What this task involves
Please reproduce exactly the lines that begin the listing below, up to and including the line where "on empty whitelist" occurs.

Exercise inputs
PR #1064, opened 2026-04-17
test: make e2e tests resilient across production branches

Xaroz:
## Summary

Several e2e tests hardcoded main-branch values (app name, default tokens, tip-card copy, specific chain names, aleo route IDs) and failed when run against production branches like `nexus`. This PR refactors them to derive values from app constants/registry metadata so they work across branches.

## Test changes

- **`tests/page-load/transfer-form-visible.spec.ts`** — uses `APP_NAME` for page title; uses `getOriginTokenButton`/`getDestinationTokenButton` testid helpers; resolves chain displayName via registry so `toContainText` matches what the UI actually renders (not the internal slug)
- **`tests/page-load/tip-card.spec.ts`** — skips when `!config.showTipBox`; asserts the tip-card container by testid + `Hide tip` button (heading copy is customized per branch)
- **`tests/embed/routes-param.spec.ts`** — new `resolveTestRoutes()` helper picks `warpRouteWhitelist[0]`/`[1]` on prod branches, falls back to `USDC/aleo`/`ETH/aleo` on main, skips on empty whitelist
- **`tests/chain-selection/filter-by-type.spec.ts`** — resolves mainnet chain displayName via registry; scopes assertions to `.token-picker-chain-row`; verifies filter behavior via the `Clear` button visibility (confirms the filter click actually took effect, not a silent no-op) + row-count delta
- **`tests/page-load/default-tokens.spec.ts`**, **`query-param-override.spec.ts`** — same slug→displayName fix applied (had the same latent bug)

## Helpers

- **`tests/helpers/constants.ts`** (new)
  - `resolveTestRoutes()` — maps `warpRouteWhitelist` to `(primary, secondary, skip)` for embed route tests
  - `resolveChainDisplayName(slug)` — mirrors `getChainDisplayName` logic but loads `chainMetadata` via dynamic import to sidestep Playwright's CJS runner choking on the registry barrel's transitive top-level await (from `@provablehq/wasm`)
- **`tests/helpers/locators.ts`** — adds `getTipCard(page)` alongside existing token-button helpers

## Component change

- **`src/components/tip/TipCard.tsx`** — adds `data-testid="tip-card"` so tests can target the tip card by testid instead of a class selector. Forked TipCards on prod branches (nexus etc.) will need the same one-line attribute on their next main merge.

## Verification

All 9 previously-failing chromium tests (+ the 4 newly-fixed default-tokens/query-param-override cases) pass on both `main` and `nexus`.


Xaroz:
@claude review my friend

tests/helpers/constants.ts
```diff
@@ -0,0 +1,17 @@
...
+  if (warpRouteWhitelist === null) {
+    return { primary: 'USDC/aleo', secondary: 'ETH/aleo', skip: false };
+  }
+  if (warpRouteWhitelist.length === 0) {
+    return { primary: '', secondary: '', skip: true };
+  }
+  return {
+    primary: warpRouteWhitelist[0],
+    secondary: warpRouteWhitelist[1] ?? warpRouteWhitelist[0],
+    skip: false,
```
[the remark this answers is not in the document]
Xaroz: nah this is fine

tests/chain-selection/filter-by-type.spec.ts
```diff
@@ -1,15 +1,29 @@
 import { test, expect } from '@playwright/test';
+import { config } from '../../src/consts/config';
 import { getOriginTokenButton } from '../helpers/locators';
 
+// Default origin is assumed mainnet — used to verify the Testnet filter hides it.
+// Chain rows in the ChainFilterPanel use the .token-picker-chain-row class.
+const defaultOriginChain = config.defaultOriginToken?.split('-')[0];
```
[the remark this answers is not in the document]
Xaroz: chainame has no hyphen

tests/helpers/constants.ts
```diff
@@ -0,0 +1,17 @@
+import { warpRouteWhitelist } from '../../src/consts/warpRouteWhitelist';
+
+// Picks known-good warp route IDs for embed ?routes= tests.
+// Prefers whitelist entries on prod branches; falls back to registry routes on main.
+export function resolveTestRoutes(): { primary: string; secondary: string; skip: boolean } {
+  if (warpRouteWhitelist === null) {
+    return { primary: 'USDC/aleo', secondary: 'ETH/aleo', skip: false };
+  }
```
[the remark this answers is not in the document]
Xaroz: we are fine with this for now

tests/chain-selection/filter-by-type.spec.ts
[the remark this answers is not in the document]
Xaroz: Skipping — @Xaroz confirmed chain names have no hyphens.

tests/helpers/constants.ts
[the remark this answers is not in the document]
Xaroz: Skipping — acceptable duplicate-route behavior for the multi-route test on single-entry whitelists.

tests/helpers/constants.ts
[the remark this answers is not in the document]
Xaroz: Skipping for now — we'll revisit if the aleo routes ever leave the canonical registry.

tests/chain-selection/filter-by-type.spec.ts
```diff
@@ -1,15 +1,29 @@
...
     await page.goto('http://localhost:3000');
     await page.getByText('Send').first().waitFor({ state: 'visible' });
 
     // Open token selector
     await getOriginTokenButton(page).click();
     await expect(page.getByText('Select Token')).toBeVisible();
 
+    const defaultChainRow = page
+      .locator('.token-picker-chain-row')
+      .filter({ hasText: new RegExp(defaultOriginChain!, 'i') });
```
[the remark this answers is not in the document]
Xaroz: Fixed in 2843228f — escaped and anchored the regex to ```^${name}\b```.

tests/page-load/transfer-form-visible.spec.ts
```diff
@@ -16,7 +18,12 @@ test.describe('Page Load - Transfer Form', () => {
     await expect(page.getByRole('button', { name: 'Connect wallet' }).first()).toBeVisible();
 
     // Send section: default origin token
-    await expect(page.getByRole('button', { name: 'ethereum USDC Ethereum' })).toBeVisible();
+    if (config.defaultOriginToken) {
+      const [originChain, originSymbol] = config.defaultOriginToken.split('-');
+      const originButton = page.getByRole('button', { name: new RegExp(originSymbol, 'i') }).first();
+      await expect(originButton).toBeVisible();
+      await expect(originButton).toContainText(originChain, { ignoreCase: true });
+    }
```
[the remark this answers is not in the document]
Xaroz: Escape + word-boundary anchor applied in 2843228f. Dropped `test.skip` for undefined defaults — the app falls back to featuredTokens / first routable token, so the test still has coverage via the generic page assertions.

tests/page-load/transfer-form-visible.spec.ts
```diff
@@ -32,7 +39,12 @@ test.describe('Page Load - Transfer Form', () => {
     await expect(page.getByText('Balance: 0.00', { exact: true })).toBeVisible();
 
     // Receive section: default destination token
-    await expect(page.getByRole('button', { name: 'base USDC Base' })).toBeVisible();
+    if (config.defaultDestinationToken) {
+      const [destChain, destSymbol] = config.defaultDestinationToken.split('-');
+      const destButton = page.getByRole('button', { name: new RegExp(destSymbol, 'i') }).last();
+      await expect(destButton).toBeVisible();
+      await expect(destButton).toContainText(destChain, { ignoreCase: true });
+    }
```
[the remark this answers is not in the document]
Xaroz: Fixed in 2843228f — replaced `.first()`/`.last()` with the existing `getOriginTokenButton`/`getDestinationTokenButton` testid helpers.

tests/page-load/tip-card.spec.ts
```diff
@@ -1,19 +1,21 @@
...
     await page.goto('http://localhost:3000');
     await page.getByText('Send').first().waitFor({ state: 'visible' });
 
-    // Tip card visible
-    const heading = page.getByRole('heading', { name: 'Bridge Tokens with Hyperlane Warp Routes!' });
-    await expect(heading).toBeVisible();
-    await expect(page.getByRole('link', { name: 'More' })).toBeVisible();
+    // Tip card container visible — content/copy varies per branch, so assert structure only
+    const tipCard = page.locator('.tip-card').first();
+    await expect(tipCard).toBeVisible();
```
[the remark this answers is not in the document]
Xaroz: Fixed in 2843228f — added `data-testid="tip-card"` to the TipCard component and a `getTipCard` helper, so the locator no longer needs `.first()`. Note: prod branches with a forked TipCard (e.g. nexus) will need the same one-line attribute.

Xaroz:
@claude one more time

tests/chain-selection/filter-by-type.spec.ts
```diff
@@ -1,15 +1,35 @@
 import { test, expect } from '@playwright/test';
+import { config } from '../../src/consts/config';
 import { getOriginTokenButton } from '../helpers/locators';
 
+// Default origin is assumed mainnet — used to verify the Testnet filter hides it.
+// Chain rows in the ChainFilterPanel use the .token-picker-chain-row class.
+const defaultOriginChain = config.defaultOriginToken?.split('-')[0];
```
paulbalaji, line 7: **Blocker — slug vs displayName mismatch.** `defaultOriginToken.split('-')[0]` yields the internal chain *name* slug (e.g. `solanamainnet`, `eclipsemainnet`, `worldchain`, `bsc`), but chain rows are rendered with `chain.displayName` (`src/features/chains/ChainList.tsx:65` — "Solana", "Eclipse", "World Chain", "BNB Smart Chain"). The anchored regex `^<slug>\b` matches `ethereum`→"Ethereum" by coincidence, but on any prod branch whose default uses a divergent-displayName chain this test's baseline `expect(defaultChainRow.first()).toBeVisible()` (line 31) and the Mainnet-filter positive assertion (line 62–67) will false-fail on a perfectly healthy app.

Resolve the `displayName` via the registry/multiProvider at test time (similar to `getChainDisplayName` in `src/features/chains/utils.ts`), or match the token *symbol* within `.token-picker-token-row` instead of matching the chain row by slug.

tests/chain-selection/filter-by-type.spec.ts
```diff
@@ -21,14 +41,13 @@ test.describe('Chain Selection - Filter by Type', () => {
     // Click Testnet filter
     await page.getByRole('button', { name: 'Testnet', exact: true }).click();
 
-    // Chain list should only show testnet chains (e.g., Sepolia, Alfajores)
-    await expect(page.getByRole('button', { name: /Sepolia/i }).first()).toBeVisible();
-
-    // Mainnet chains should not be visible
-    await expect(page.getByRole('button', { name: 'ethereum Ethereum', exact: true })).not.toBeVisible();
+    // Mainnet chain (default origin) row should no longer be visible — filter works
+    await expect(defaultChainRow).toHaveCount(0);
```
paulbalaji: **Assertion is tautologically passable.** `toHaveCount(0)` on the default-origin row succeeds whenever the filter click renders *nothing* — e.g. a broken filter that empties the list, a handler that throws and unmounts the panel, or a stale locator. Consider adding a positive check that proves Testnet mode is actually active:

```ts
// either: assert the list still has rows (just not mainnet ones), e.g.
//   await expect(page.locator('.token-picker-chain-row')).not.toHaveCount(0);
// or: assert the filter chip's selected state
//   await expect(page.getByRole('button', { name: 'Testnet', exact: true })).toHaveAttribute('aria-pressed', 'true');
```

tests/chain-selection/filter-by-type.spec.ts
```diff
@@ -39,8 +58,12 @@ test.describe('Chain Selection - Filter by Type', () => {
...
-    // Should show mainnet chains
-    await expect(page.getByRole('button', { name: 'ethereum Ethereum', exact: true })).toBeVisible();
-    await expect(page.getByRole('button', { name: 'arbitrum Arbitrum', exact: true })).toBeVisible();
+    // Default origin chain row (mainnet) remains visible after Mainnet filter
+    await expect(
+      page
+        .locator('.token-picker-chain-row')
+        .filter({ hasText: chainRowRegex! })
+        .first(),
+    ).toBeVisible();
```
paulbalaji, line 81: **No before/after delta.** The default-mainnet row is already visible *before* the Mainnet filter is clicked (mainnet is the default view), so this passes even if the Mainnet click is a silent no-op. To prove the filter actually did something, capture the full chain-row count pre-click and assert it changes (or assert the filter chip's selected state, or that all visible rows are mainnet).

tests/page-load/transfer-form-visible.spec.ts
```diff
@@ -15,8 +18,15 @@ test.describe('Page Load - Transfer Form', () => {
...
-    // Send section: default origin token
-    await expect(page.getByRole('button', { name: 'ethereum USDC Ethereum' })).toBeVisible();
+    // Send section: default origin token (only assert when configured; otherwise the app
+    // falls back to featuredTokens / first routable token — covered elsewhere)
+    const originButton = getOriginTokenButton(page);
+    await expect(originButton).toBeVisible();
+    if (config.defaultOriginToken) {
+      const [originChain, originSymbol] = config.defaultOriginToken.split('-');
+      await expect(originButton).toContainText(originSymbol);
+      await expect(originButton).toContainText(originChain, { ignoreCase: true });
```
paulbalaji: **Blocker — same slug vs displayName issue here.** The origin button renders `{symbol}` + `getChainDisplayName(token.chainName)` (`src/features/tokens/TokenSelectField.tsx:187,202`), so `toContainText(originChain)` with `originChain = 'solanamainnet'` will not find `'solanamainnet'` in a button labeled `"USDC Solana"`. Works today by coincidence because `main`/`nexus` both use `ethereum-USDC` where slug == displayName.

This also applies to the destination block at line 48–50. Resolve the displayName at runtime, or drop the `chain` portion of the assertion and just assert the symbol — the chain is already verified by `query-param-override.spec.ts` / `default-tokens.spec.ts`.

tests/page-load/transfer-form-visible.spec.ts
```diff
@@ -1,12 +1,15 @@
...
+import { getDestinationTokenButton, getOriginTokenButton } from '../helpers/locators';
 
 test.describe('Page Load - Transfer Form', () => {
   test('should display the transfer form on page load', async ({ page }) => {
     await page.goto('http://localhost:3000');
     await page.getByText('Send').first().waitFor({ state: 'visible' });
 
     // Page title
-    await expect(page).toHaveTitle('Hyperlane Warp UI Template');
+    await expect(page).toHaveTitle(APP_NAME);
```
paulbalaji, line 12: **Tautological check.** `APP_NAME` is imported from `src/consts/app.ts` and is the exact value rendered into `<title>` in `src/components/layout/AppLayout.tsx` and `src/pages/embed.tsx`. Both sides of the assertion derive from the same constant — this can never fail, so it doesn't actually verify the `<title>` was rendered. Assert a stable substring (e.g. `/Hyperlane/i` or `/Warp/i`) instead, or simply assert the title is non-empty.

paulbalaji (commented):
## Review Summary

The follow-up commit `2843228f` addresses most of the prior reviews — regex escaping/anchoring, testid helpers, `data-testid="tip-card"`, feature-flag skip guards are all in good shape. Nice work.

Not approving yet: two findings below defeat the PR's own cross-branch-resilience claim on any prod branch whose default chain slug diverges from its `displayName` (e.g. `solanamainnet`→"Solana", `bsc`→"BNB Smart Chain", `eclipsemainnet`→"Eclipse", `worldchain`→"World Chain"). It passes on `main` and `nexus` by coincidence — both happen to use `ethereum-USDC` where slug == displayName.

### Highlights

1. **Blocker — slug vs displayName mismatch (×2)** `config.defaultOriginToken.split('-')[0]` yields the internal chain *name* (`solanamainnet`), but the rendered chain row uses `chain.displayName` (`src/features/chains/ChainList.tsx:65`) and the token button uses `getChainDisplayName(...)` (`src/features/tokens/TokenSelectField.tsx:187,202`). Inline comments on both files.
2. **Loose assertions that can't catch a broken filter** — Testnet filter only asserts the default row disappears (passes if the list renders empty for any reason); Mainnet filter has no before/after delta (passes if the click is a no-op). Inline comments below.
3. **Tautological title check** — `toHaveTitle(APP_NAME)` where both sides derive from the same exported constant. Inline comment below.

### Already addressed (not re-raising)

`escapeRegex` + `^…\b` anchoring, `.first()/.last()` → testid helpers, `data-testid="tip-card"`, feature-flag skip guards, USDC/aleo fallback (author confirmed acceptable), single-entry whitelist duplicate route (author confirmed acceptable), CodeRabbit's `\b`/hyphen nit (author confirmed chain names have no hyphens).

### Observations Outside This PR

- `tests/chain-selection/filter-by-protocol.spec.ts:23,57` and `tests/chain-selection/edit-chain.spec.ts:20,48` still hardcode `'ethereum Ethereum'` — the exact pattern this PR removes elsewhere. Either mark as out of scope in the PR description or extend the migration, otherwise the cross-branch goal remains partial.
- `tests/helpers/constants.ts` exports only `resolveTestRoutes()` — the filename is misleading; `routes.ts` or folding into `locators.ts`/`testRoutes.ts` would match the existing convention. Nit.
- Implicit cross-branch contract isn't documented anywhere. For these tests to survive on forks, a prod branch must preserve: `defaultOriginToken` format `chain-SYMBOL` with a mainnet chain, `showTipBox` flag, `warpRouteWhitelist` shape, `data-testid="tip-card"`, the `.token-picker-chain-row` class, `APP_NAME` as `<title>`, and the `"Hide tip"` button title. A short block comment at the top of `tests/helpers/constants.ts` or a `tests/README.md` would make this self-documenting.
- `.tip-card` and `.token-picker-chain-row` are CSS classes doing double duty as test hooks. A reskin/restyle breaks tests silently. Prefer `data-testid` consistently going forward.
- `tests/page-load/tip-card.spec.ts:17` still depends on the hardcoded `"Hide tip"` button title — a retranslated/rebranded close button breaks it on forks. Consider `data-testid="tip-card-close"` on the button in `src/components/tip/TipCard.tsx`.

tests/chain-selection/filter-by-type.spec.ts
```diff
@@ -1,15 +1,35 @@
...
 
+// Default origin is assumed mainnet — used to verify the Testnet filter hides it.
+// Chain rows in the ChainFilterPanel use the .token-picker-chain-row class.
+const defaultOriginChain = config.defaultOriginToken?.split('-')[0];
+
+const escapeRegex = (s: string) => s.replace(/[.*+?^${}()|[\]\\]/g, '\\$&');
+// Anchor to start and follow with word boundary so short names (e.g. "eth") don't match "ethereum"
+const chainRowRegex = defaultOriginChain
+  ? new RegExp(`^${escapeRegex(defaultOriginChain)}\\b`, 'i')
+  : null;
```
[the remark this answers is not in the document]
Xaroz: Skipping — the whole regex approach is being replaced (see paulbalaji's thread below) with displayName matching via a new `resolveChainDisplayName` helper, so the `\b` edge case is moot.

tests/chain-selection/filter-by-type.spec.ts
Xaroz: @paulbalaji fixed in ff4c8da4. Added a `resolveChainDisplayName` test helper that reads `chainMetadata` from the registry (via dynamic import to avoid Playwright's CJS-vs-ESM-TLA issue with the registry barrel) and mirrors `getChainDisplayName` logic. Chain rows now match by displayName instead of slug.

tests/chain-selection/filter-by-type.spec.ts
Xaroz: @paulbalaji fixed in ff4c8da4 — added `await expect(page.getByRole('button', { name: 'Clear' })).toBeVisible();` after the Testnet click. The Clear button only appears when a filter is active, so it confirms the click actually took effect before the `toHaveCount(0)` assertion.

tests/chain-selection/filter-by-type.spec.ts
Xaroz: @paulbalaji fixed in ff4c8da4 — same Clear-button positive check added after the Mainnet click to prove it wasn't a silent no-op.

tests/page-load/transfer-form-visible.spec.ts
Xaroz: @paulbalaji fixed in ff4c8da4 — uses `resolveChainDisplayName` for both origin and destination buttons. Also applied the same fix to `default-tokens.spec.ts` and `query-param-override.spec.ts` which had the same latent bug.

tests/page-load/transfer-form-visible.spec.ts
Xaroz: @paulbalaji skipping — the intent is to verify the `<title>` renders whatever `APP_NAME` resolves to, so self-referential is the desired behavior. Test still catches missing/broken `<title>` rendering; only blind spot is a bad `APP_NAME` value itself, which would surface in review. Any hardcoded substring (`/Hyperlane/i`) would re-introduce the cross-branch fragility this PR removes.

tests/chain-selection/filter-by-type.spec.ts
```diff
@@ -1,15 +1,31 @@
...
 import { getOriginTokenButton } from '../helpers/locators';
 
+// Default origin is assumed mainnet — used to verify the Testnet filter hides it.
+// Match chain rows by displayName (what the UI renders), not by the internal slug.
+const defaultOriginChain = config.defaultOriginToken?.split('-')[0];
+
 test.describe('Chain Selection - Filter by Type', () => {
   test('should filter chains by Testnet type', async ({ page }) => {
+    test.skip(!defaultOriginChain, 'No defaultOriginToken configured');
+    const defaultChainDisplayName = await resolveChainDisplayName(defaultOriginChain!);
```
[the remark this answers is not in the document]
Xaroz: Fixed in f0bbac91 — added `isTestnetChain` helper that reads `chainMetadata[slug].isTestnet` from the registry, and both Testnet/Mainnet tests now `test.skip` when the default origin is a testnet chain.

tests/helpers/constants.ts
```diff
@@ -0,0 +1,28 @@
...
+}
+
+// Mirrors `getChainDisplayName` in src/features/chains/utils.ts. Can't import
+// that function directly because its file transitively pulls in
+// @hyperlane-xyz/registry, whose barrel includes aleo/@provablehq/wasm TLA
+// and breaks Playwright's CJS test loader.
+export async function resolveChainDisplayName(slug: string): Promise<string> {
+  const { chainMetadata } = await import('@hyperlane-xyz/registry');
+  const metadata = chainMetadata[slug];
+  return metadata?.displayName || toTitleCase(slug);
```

Written solution
PR #1064, opened 2026-04-17
test: make e2e tests resilient across production branches

Xaroz:
## Summary

Several e2e tests hardcoded main-branch values (app name, default tokens, tip-card copy, specific chain names, aleo route IDs) and failed when run against production branches like `nexus`. This PR refactors them to derive values from app constants/registry metadata so they work across branches.

## Test changes

- **`tests/page-load/transfer-form-visible.spec.ts`** — uses `APP_NAME` for page title; uses `getOriginTokenButton`/`getDestinationTokenButton` testid helpers; resolves chain displayName via registry so `toContainText` matches what the UI actually renders (not the internal slug)
- **`tests/page-load/tip-card.spec.ts`** — skips when `!config.showTipBox`; asserts the tip-card container by testid + `Hide tip` button (heading copy is customized per branch)
- **`tests/embed/routes-param.spec.ts`** — new `resolveTestRoutes()` helper picks `warpRouteWhitelist[0]`/`[1]` on prod branches, falls back to `USDC/aleo`/`ETH/aleo` on main, skips on empty whitelist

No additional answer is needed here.